American Jewish leaders are denouncing plans by a New York University-affiliated theater to host a play that portrays Palestinian terrorists as heroes.
“The Siege,” which opens Thursday night — on Simchat Torah — for 10 performances at the NYU Skirball Center for the Performing Arts in Greenwich Village, focuses on the Palestinian terrorists who, in order to avoid capture by the Israeli army, seized Bethlehem’s Church of the Nativity in the spring of 2002 and occupied it for 39 days.

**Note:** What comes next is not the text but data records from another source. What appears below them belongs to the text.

Issue #3186, opened 2026-08-08
PyPI: project names are coerced, never validated (PEP 508) — the root of the normalizer-divergence class


brandonrc:
Follow-up to #3183 and the #3179 metadata fix. Both of those make the *policy* string and the *fetch* string agree. This issue is about why they could disagree at all.

## The spec position

**PEP 503** defines normalization as exactly:

```python
re.sub(r"[-_.]+", "-", name).lower()
```

That collapses runs of `-`, `_`, `.` and lowercases. It says nothing about any other character — because it assumes the input is already a **valid** project name.

**PEP 508** defines what valid means:

```
^([A-Z0-9]|[A-Z0-9][A-Z0-9._-]*[A-Z0-9])$   (case-insensitive)
```

So `acme sdk`, `acme!sdk`, `acmeésdk` are **not project names**. There is no correct normalization for them, because they are not in the input domain.

## What we do instead

Neither of our two normalizers rejects. Both coerce, and they coerce differently:

| input | `normalize_pep503` (gate) | `PypiHandler::normalize_name` (fetch) |
|---|---|---|
| `acme-sdk` | `acme-sdk` | `acme-sdk` |
| `acme sdk` | `acmesdk` | `acme-sdk` |

`normalize_pep503` drops characters outside `[A-Za-z0-9._-]` without marking a separator — a deliberate XSS boundary, and correct as a *sanitizer*. `normalize_name` maps every non-alphanumeric to `-`. Neither matches PEP 503, because PEP 503 has no opinion here.

Grepping for `is_valid_project_name` / any PEP 508 pattern returns nothing. We have two coercions and zero validation.

## Why that's the actual root cause

Every fix so far has been "make both sides use the same coercion." That works, but it's fragile by construction: any third code path that needs a project name has to *know* which of the two helpers is the blessed one, and picking wrong is a silent security bug rather than a compile error. That has now happened at least three times (#3077 suffix stripping, #3179 metadata, #3183 download).

Validating at the edge eliminates the class:

1. Reject a project segment that fails the PEP 508 pattern with **404** (matching pypi.org, which has no route for an invalid name) before any gate or fetch runs.
2. Then a single `NormalizedProjectName` newtype, constructible only from a validated name, so a raw `&str` cannot reach a fetch helper at all.

After that there is no divergence to keep in sync, because there is only one legal input shape.

## Compatibility note

[...]

PR #3199, opened 2026-08-08
feat(curation): verify publisher attestations

### LINKED ISSUE #2955: publisher_trust: cryptographically verify attestations before granting trust (presence != trust)
Follow-up from the #2952 red-team (ship-blocker, deferred half). `publisher_trust match:attestation` currently grants trust (`verified=true`) on the **structural presence** of a provenance field (`provenance.attestation_bundles[].publisher.repository` for PyPI, `dist.attestations.provenance` for npm) — it never verifies the attestation envelope. A forged/planted provenance blob is therefore trusted ("attestation theater").

**Required:** in attestation mode, cryptographically verify the bundle — verify the sigstore/DSSE envelope and bind the certificate identity (Fulcio SAN / OIDC issuer) to the claimed repository owner — before setting verified=true (PyPI PEP 740 attestations; npm sigstore provenance). Presence of the field must never equal trust.

Interim (shipping in #2952): attestation mode is made **fail-safe** — unverified structural presence is treated as untrusted (blocks/flags like self-asserted metadata), so nothing false ships. This issue tracks the real verification, which pairs naturally with wiring pypi/npm catalog ingestion (currently rpm/debian only). Until this lands, do NOT advertise 'verified provenance'.

cazlo:
## Summary

I added on-demand PyPI and npm curation ingestion so publisher trust rules can evaluate packages seen by the proxy.

PyPI PEP 740 attestations are now verified in-process with sigstore-rs. A package is marked verified only after the DSSE signature, Fulcio chain, SCT, Rekor entry and inclusion proof, integrated time, OIDC issuer, certificate identity, subject digest, and publisher owner all match. Results are persisted on the curation package.

sigstore-rs 0.14 does not verify the Rekor inclusion proof in `verify_digest`, so the verifier also calls the crate's `InclusionProof::verify` primitives. The offline red-team fixtures cover forged proofs, signatures, identities, replayed subjects, time bounds, malformed input, and size limits.

npm ingestion is included, but npm attestations remain unverified and fail safe because their subjects use sha512. The upstream limitation is tracked in [sigstore-rs#596](https://github.com/sigstore/sigstore-rs/issues/596), with a fix proposed in [sigstore-rs#615](https://github.com/sigstore/sigstore-rs/pull/615).

The migration-repair test now disables migrator locking only for its isolated scratch database's intentionally failing checksum run. sqlx 0.8.6 returns on `VersionMismatch` without releasing the session advisory lock, which could block the later green migrator run.

## Validation

- `cargo +1.95.0 fmt --all -- --check`
- `cargo check --workspace`
- PostgreSQL 16 full library suite: 14,791 passed, 6 skipped
- CI coverage suite: 14,789 passed, 8 skipped; 88% new-code coverage
- Backend integration shards, smoke tests, iand web E2E passed

Fixes #2955


brandonrc:
## Review + remediation

I took this one over, reviewed it adversarially, and pushed fixes to the branch. Summary first: **the verification core is sound and does what the PR says it does** — I confirmed the sigstore-rs claim against the crate source *and* by execution, and every red-team fixture rejects for the right reason. The problems I found are all in the plumbing around it, plus one migration collision that would have broken startup.

Below: what I verified, the revert-proof output, what I changed, and what I deliberately left as follow-ups.

---

### 1. The sigstore-rs 0.14 claim — CONFIRMED, twice

The PR states `verify_digest` does not verify the Rekor inclusion proof. It is exactly right, and it is still true on `main` upstream:

```rust
// sigstore-0.14.0/src/bundle/verify/verifier.rs:196-202
// 5) Verify the inclusion proof supplied by Rekor for this artifact,
//    if we're doing online verification.
// TODO(tnytown): Merkle inclusion; sigstore-rs#285

// 6) Verify the Signed Entry Timestamp (SET) supplied by Rekor for this
//    artifact.
// TODO(tnytown) SET verification; sigstore-rs#285
```

What the crate *does* do at step 4 is `CheckedBundle::tlog_entry`, which only checks the tlog body is *consistent* with the bundle (`envelopeHash`, `payloadHash`, signature, verifier cert) — the CVE-2022-36056 defence. A forger controls every one of those inputs end to end, so consistency is not inclusion.

The hand-rolled call is correct and reached. `rekor_glue::verify_inclusion` selects the log key by the entry's own `logId.keyId` out of the pinned trusted root, then `InclusionProof::verify` does all three things that matter (`sigstore-0.14.0/src/rekor/models/inclusion_proof.rs`): requires a checkpoint, verifies the checkpoint signature against that key, calls `is_valid_for_proof` to bind the proof's root+size to the *signed* root, and only then runs the RFC 6962 recomputation. That is assembly of the crate's own vetted primitives, not new crypto — which is what the scope guardrail on #2955 asked for.

I also confirmed the reachability the hard way, below.

### 2. Every mutation fixture — per-fixture result

Offline, against the pinned vendored root. `mask` is the coverage bitmask, LSB = `BundleWellFormed`.

| Fixture | verdict | mask | failing check / reason |
|---|---|---|---|
| *(control: good bundle)* | **verified** | `1111111` | — |
| `flipped-signature-byte` | failed | `0000011` | signature/certificate chain: signature verification failed |
| `flipped-payload-byte` | failed | `0000001` | subject binding: subject sha256 `fa45b207…` != artifact `f045b207…` |
| `forged-inclusion-proof` | failed | `0000111` | transparency (Rekor inclusion): checkpoint envelope decode |
| `forged-merkle-path` | failed | `0000111` | transparency: `Inclusion Proof error: MismatchedRoot` |
| `roothash-vs-checkpoint-mismatch` | failed | `0000111` | transparency: `Consistency proof error: MismatchedRoot` |
| `forged-set-and-proof` | failed | `0000111` | transparency (Rekor inclusion): checkpoint envelope decode |
| `no-inclusion-proof` | failed | `0000011` | bundle: must contain inclusion proof (crate rejects first) |
| `tampered-tlog-body` | failed | `0000011` | signature: transparency materials are inconsistent |
| `integrated-time-out-of-window` | failed | `0000011` | certificate: expired before time of signing |

No fixture passes verification. One nuance worth recording, because the test names overstate it slightly: **4c and 4f also mangle the checkpoint envelope**, so the glue rejects them at checkpoint *decode*, not at the Merkle arithmetic. Only **4d** (hashes rewritten, checkpoint intact) exercises RFC 6962 recomputation and only **4e** (rootHash rewritten, checkpoint intact) exercises the checkpoint↔proof root binding. I've pinned the specific error string in both so they can't be satisfied by an incidental parse failure, and documented which row proves which mechanism.

### 3. Revert-proof

**Mutation A — delete the crate's `verify_digest` call** (keep the mask bit set):

```
FAIL row2a_flipped_signature_fails_crypto
FAIL row3_self_signed_non_fulcio_chain_rejected
FAIL row4a_inclusion_proof_stripped_rejected
FAIL row4b_tampered_tlog_body_rejected
FAIL row9_cert_outside_validity_at_integrated_time
Summary: 24 tests run: 19 passed, 5 failed

FIXTURE flipped-signature-byte          state=verified  mask=1111111 err=-
FIXTURE integrated-time-out-of-window   state=verified  mask=1111111 err=-
```

**Mutation B — delete `rekor_glue::verify_inclusion`**, i.e. rely on sigstore-rs 0.14 alone as the crate intends:

```
FAIL row4c_forged_inclusion_proof_caught_by_our_glue_not_the_crate
FAIL row4d_forged_merkle_path_rejected_by_glue
FAIL row4e_roothash_vs_checkpoint_mismatch_rejected_by_glue
FAIL row4f_forged_set_and_proof_rejected_by_glue
Summary: 24 tests run: 20 passed, 4 failed

FIXTURE forged-inclusion-proof            state=verified  mask=1111111 err=-
FIXTURE forged-merkle-path                state=verified  mask=1111111 err=-
FIXTURE roothash-vs-checkpoint-mismatch   state=verified  mask=1111111 err=-
FIXTURE forged-set-and-proof              state=verified  mask=1111111 err=-
```

Four wholly forged inclusion proofs reach `verified` without the glue. Both guards are load-bearing, and the PR's headline claim is demonstrated rather than asserted. On the unmodified tree all 26 tests pass.

**Mutation C — remove the marker sanitization I added** (see below): `test_upsert_package_strips_self_asserted_verification_marker_db` FAILS with the hostile blob persisted verbatim, `{"_ak_attestation_verification":{"owner":"Microsoft","state":"verified"},...}`.

### 4. npm — confirmed FAIL SAFE, and now tested

npm attestations fail safe; they are not silently verified. Two independent walls, and either one moving would matter, so both are now asserted:

1. **Ours** — npm binds its subject with `sha512` only and names it by purl (`pkg:npm/sigstore@5.0.0`). `subject_of` requires `subject[0].digest.sha256`, so it dies at `Check::SubjectDigestBound` before any crypto runs.
2. **The crate's** — `CheckedBundle::try_from` calls `InTotoStatementV1::subject_sha256_digest()`, which errors without a `sha256` entry, so the bundle does not even construct.

The existing `npm_never_overclaims` only proved a hardcoded stub returns `Failed`, which says nothing about real material — and the three captured npm fixtures in `testdata/` were unused. New `npm_real_bundle_cannot_reach_a_verified_state` drives the real `sigstore@5.0.0` bundle through **both** doors into the verifier (bundle path against three different artifact byte strings; provenance-document path), asserts the fixture genuinely has the sha512/no-sha256 shape so it can't pass by being malformed, asserts `verified_marker()` is `None` in every case, and carries a **positive control** on the PyPI bundle in the same fixture so the negative assertions can't be satisfied by a broken harness. Plus `npm_provenance_ingestion_never_yields_a_verified_publisher`, end-to-end from the real packument through `build_npm_curation_entry` to `extract_publisher`.

---

## Blockers found and fixed

**1. Migration 193 collides with `main` — would abort backend startup.** `main` has taken both 193 (`193_oci_blobs_storage_key_index.sql`) and 194 (`194_oci_cleanup_keys_pending_delete.sql`) since this branch was cut. Different filenames means no textual conflict, GitHub reports `mergeable: clean`, and nothing catches it at merge time: sqlx `resolve` sorts by version without deduping, so both entries take the `apply` arm on a fresh database (duplicate key on `_sqlx_migrations.version`) or trip `VersionMismatch` on an existing one. Either way the backend aborts before any newer migration runs — the same duplicate-slot class `migration_repair.rs` exists to clean up after. **Renumbered to 195**, with the history recorded in the file header. Verified applying cleanly on `postgres:16-alpine`.

No `CREATE INDEX CONCURRENTLY` (the string appears only in an explanatory comment), no other statement that cannot run in a transaction, `IF NOT EXISTS` throughout, and `DEFAULT 'unverified'` with a `CHECK` on the three-value domain is the fail-safe direction. No new `query!`/`query_as!` macros anywhere in the diff, so no `cargo sqlx prepare` needed — `record_attestation` deliberately uses the runtime API and says so.

**2. The PyPI on-demand enqueue ran before authorization and before any upstream contact.** In `download_or_metadata`, the enqueue sat immediately after `enforce_pypi_curation`. That helper is a content gate, not an access gate, and `resolve_pypi_repo` is a bare key lookup — the repository access check lives inside `serve_file`, ~50 lines later. And nothing had contacted the upstream yet: the name and version come straight out of the request path via `normalize_pep503` / `version_from_pypi_filename`. So `GET /pypi/{remote}/simple/anything/anything-1.0-py3-none-any.whl` wrote a `curation_packages` row for a package that does not exist, into a staging repo belonging to whoever pointed `curation_source_repo_id` at that proxy, with no cap and no rate limit, from an anonymous caller on a public repo. Unbounded catalog inflation plus a poisoned review queue.

**Moved after `serve_file` returns a served response.** The npm seam was already correctly shaped this way (it enqueues only after a version document resolves out of a real packument) — this brings PyPI in line. Note the gate is `is_success() || is_redirection()`, not `is_success()` alone: #1555 answers a fresh proxy-cache hit on a remote member with a 307 to a presigned URL, so gating on 2xx would have silently switched ingestion off for every operator running object-storage downloads.

## Also fixed

**3. Attacker-controlled path components interpolated unencoded into credentialed upstream URLs.** `verify_pypi_curation_row` built `{base}/pypi/{name}/{version}/json` and `{base}/integrity/{name}/{version}/{filename}/provenance` and fetched both with `apply_upstream_auth`. `version_from_pypi_filename` returns whatever sits between the dashes with no charset check, so `foo-1.0?x-py3-none-any.whl` injects a query string and `foo-..-py3-none-any.whl` traverses a path segment (`Url::parse` normalises `..` away) — a credentialed request-forgery primitive against arbitrary paths on an internal mirror. Added `is_safe_upstream_path_segment`, rejecting rather than encoding: every value that can legitimately appear is already inside PEP 503 normalized names / PEP 440 versions / PEP 427-625 filenames, so a value outside them is not a package we can verify anyway. Unit-tested in both directions, including that real-world identifiers like `2!1.0.dev4` and `ruamel.yaml.clib-0.2.8-cp312-cp312-manylinux_2_17_x86_64.whl` still pass — a false negative here fails quietly, which is worse than failing loudly.

**4. Upstream-chosen `dist_url` fetched with the operator's upstream credentials attached.** `_ak_dist.url` is copied verbatim out of the upstream's own JSON (`urls[].url`), so a hostile or compromised mirror picks it. Connect-time SSRF is already refused by the shared DNS guard, but nothing stopped the configured Basic/token header being handed to whatever public host the mirror named. Credentials are now gated on `same_upstream_origin`, same rule as the NuGet remote-search fix (#3130/#2925), fail-closed on anything unparseable. Unit-tested. (Public PyPI serves distributions from `files.pythonhosted.org`, a different origin from `pypi.org`, so that download simply goes unauthenticated — which is correct.)

**5. The verification marker was never stripped, and the comment saying it was is now true.** `evaluate_ondemand_curation` inserted `_ak_attestation_verification` on success but never removed a pre-existing one, so on the failure and npm paths anything already in the stored blob survived into evaluation — and `extract_publisher` short-circuits on that marker and returns `verified = true` for whatever owner it names, landing directly on the `action: allow` arm.

I want to be precise: **this is not currently exploitable.** Both ingestion builders construct metadata from a fixed key allowlist rather than passing upstream JSON through, so a hostile registry has no channel to plant the key today. But the security property rested entirely on that distant invariant while `publisher_source.rs` asserted the opposite ("a package's own metadata can never set it"), and any future ingestion path that stores richer metadata converts silently into an attestation-forgery bypass. Added `strip_verification_marker` and called it at both chokepoints — the evaluation context, and `CurationService::upsert_package`, which is the single production write path for `curation_packages.metadata`. Now true by construction. Revert-proved above; the unit test carries its own positive control (it asserts the planted blob *is* trusted before stripping, so it cannot pass in a world where nothing is trusted).

**6. `signal_label` told operators a verified attestation was unverified.** Reachable via the watch-mode arm. Now keyed on `publisher.verified` too.

**7. Doc accuracy.** The migration header claimed the persisted record is what lets `extract_publisher` emit `verified=true`; it isn't — nothing reads those columns back (`CurationPackage` doesn't carry the fields), the decision is made from the in-memory verdict in the same tick. Corrected, with a pointer to the follow-up. Also added a "known residual" section to the `attestation_verify` module doc about `integratedTime` (see #3231).

## Not changed, filed instead

- **#3230** — the persisted attestation record is write-only, so re-evaluating a row loses `verified=true` and an `approved` package silently returns to `review`. Fixing it properly means making the columns authoritative and deciding a re-verification interval; too much to bolt onto this PR.
- **#3231** — Rekor SET is not verified, so `integratedTime` is unauthenticated and the "cert was valid when it signed" check is corroborating rather than independent. Low severity (satisfying it still needs a Fulcio cert naming the claimed publisher), and per the #2955 guardrail the right answer is upstreaming, not hand-rolling.
- **#3232** — unblocking npm when sigstore-rs#615 lands, with notes on what the npm path needs beyond the version bump (purl subject-name binding, an npm reader in `bundle_convert`).
- **#3233** — a handler-level regression test for the enqueue gate in fix 2, plus a per-repo row cap. I could not write the test in this PR: `download_or_metadata` is not exercised directly by the existing tests and the connect-time SSRF guard refuses a `wiremock` loopback upstream, so the usual remote-proxy harness does not reach the path. Flagging that gap explicitly rather than leaving it implied.

## Minor, left alone

- `MAX_PENDING_PER_TICK = 500` with serial per-row network I/O inside a sequential repo sweep — a backlog delays other staging repos. Bounded in practice because a row leaves `pending` after one evaluation. Covered by #3233.
- `ON CONFLICT DO UPDATE SET metadata = EXCLUDED.metadata` lets a later proxy request clobber an already-approved row's richer metadata with the thin `{name, version, _ak_dist}` blob. Status is preserved, so this costs audit context, not a decision.
- A package that failed verification because the upstream was briefly down is parked in `review` with no retry.
- I reordered the enrichment fetches so provenance is fetched before the JSON metadata — provenance is absent for the overwhelming majority of distributions, and the early return on that miss now saves the JSON round-trip entirely.
- The `.bind(x.to_string_lossy().as_ref())` → `.bind(&*…)` lint churn spans 17 files and dominates the file count here, burying the ~120 lines that matter. All of it is semantically identical and ~95% in test code — I checked every hunk, including the four in `security_regression_tests.rs`, and no assertion was weakened. Worth its own commit next time.

## Verified, no finding

- **`migration_repair.rs` `set_locking(false)` is test-only and NOT production-reachable.** All seven added lines are inside `#[cfg(test)] mod tests`, in a helper operating on a per-test `CREATE DATABASE` scratch database; `set_locking` appears exactly once in the whole repo. Production keeps the default at `main.rs`. The justification also checks out: in sqlx 0.8.6 `run_direct` takes the lock and then has three early returns that bypass the unlock — `Dirty`, `validate_applied_migrations`, and `VersionMismatch` — and the Postgres lock is *session*-scoped (`SELECT pg_advisory_lock($1)`), so the connection goes back to the pool still holding it. Real hazard, correctly scoped.
- The ~12 touched format handlers share no signature change at all — it is entirely the lint churn above. No threaded-but-unused parameter.
- The 11 positional args from `enqueue_curation_on_demand` line up correctly with `upsert_package`.
- Enqueue failures are logged and swallowed, and the task is detached, so ingestion cannot break a download. Correct.
- The scheduler job inherits the existing cluster lease on `run_curation_sync_cycle`; no double-run.
- Not dead code and not behind a flag that defaults off.

---

## Validation

`cargo fmt --all` · `SQLX_OFFLINE=true cargo build --lib --tests` · `cargo clippy --workspace --all-targets -- -D warnings` clean · full `cargo nextest run --workspace --lib` against a freshly-migrated PostgreSQL 16.

---

## Credit where it is due

This is careful work and it is worth saying which parts specifically. Going to the crate source, finding the `TODO(tnytown)`, and then *not* concluding "sigstore-rs verifies it for me" is the exact failure this issue was filed to prevent, and it would have been very easy to miss. Assembling the crate's own `InclusionProof::verify` / `rekor_keys` / `CosignVerificationKey` primitives instead of writing Merkle code is the right call under the scope guardrail. The coverage bitmask with `from_mask` as the single place that can mint `Verified` is a genuinely good structural idea — it survived both of my mutations by failing closed rather than silently, and it made the revert-proof legible. Ordering the subject-digest compare *before* the crate call so a replay reports as a replay rather than as the crate's misleading `Transparency` error is a real usability win for whoever reads these reasons at 3am. And reporting the npm limitation honestly, with the upstream issue and PR linked, rather than shipping a path that half-works, is exactly the judgement call the guardrail comment asked for.

The blockers I found are all around the edges — a migration slot that moved under the branch, and an ingestion seam placed a few lines too early. The security core held up to everything I threw at it.

brandonrc:
## Rebased onto current main

The branch had gone dirty. Rebased and force-pushed (`58eb46b` → `f08881c`); the author's three commits are unchanged, and my review commit carries one deliberate conflict resolution.

### The conflict: `serve_file` in `pypi.rs`

#3227 / #3186 landed between the branchpoint and now. They replace the raw `&project` path segment with a validated `NormalizedProjectName` newtype (`parse_project_segment`), and change `serve_file` to take `&NormalizedProjectName` instead of `&str`. My review fix had rewritten the same call to bind its result, so the on-demand curation enqueue could gate on a served status.

Resolved by keeping **both** sides: main's validated-name argument and its explanatory comment verbatim, plus the response binding. Nothing from #3186 was dropped — `normalize_pep503` is untouched at `pypi.rs:139` (its character dropping is the deliberate stored-XSS boundary and stays exactly as it was), `parse_project_segment` remains the single validator, and I did not add a second one.

One consequence is worth calling out, because git would not have caught it and the compiler did. The enqueue block built its catalog row from `normalized`, which is now a newtype with no `Deref`, no `AsRef<str>` and no `Serialize` — deliberately, per that module's doc. It now reads `normalized.as_str().to_string()` explicitly. **That is the right value independently of the rebase**: the curation catalog is a gate input, so recording the raw path segment while every gate above keys on the validated canonical name would have reintroduced precisely the gate-on-one-string / fetch-another divergence #3186 exists to make unrepresentable. This is the fourth code path that module was written to catch, and it caught it at compile time rather than in a review.

### Verifying the auto-merges

Auto-merge results here are not trustworthy by default, so I checked rather than assumed:

- **`scheduler_service.rs` auto-merged with +460 / −0** against current main. Purely additive, so nothing of #3228's format-handler registry work was clobbered.
- Across the whole branch, the **only** lines removed relative to main are: the PR's own `.bind(x.to_string_lossy().as_ref())` → `.bind(&*…)` lint churn, the three `pypi.rs` lines rewritten deliberately above, `publisher_trust.rs`'s `signal_label` match, and one line in `migration_repair.rs`. Every other file is additive-only.
- **`pypi.rs` has exactly one `enqueue_curation_on_demand` call site**, at the post-serve position. The rebase did not leave a duplicate from the earlier commit that introduced it at the pre-auth position — which is the failure mode that would have quietly reinstated the bug I had just removed.
- For every file main did **not** touch (the whole `attestation_verify` module, `curation_service.rs`, `curation_sync.rs`, `publisher_source.rs`, `migration_repair.rs`, the migration), the branch's delta is byte-identical before and after the rebase.

### The migration renumber now has a positive control

`main` carries 193 (`oci_blobs_storage_key_index`) and 194 (`oci_cleanup_keys_pending_delete`); this branch carries 195, and `sqlx migrate run` applies all three in order on a fresh `postgres:16-alpine`. Had the file still been at 193, this rebase would have produced two migrations at the same version with no textual conflict and no CI signal — which is exactly why it was worth renumbering before the rebase rather than discovering it after.

### Re-verification on the rebased tree

- `cargo fmt --all` — no changes
- `SQLX_OFFLINE=true cargo build --lib --tests` — clean
- fresh `postgres:16-alpine`, all 195 migrations applied in order
- attestation / curation / publisher / scheduler subset — **267 passed**
- full `cargo nextest run --workspace --lib` with `DATABASE_URL` **and** `AK_TESTS_REQUIRE_DB=1` set, so the DB-backed tests hard-fail rather than skipping — **15,028 passed, 0 failed, 7 skipped**

The `AK_TESTS_REQUIRE_DB=1` part matters for reading that number: without it the DB tests return PASS in ~0.04s without executing, and the marker-sanitization guard would have looked green while proving nothing. In this run `test_upsert_package_strips_self_asserted_verification_marker_db` took 1.6s, i.e. it really ran.

Main has since moved on again to `e82e3d2` (#3200), but GitHub reports the PR `mergeable: true` against it, so no further rebase is needed right now.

The play was created by the Freedom Theater of Palestine, based in the Palestinian Authority-controlled city of Jenin. Among those promoting it on YouTube is Ibrahim Abayat, one of the leaders of the church occupation. The Israeli government has identified him as the killer of New York City native Avi Boaz, in Bethlehem in early 2002.
The play was first performed overseas, in England, in 2015. The Board of Deputies of British Jews charged that it “promoted terrorism as positive and legitimate,” and the Zionist Federation of Great Britain and Ireland staged a protest rally outside the premiere.
American Jewish leaders now are similarly alarmed.
“Having witnessed firsthand the ‘siege,’ a blatant terrorist outrage, I am especially outraged at this presentation,” Malcolm Hoenlein, executive vice chairman and CEO of the Conference of Presidents of Major American Jewish Organizations, told JNS. “Diminishing the true nature of this brutal attack serves to whitewash terrorism at a time when this scourge is taking so many lives and threatening so many more.”
Hoenlein visited the scene of the siege at the time, together with WABC radio show host John Batchelor. “We were taken there in an [Israeli] armored vehicle,” Hoenlein recalled. “We saw the terrorists in the church wearing nuns’ habits, marching back and forth with rifles. They terrorized the people in the church.”
In a statement to JNS, the Anti-Defamation League said that “based on past reviews, we believe it presents a one-sided Palestinian view of the events of 2002, [when] Palestinian terrorists targeted Israeli civilians [on] city buses, in cafes, and even during a Passover seder, killing hundreds. We would hope those going to see ‘The Siege’ educate themselves as to the full events of this period and do not accept this representation as the full picture.”
B’nai B’rith International charged that the play “glorifies terrorism and is not appropriate on any stage. … At a time when terrorism has struck in so many places, it is highly irresponsible and reckless for such a public staging to take place.”
Betty Ehrenberg, executive director of the World Jewish Congress for North America, said, “Plays that glorify, whitewash, or garner sympathy for terrorists do a disservice to history and also present a danger, by romanticizing terror and providing the rationale for it.”
“The Talmud teaches, ‘He who is merciful to the cruel is destined to be cruel to the merciful,’” noted Farley Weiss, president of the National Council of Young Israel. “This play is merciful to the cruel terrorists and cruel to their Jewish victims. Nobody should be putting on plays that portray terrorists positively.”
Neither the hosts of the play at NYU, nor their financial backers, are anxious to be seen as endorsing “The Siege.” In a statement to JNS, Jay Wegman, senior director of the NYU Skirball Center, said the play “does not reflect NYU’s ‘position’ on a political controversy; rather, its staging reflects … the University’s commitment to the freedom of artistic expression.” He noted that an Israeli official involved in the Church of the Nativity negotiations will speak at NYU’s Taub Center for Israel Studies later this month.
“In America, you have the right to glorify terrorism, but that doesn’t mean the right should be exercised in every instance, let alone elevated as an art form,” said Amanda Berman, director of legal affairs at The Lawfare Project, a nonprofit legal-focused think tank. “The Skirball Center is magnifying the terrorists’ message, when we should be burying it.”
Another major theater in Manhattan, The Public Theater, last year considered hosting “The Siege” but decided against it. Yet Oskar Eustis, artistic director of The Public Theater, is currently quoted in NYU Skirball’s publicity, calling the play “thoughtful” and “brilliant,” and praising it for showing the terrorists’ “despair and passion, their anger and vulnerability, their arguments and struggle.”
In addition, Eustis will take part in a discussion at NYU Skirball on Oct. 16, together with the cast and playwright Tony Kushner, who has characterized Israel’s creation as “a mistake.”
Several Jewish and Israeli institutions are among the Skirball Center’s past financial supporters, including El Al Airlines, the Consulate General of Israel, and the Judy and Michael Steinhardt Foundation. “I hope they will speak out against Skirball’s decision to host ‘The Siege,’” said Young Israel’s Weiss. “They are uniquely positioned to let the Skirball Center know how they feel about this anti-Israel play.”
“The Siege” is scheduled to run from Oct. 12–22. Tickets are $65.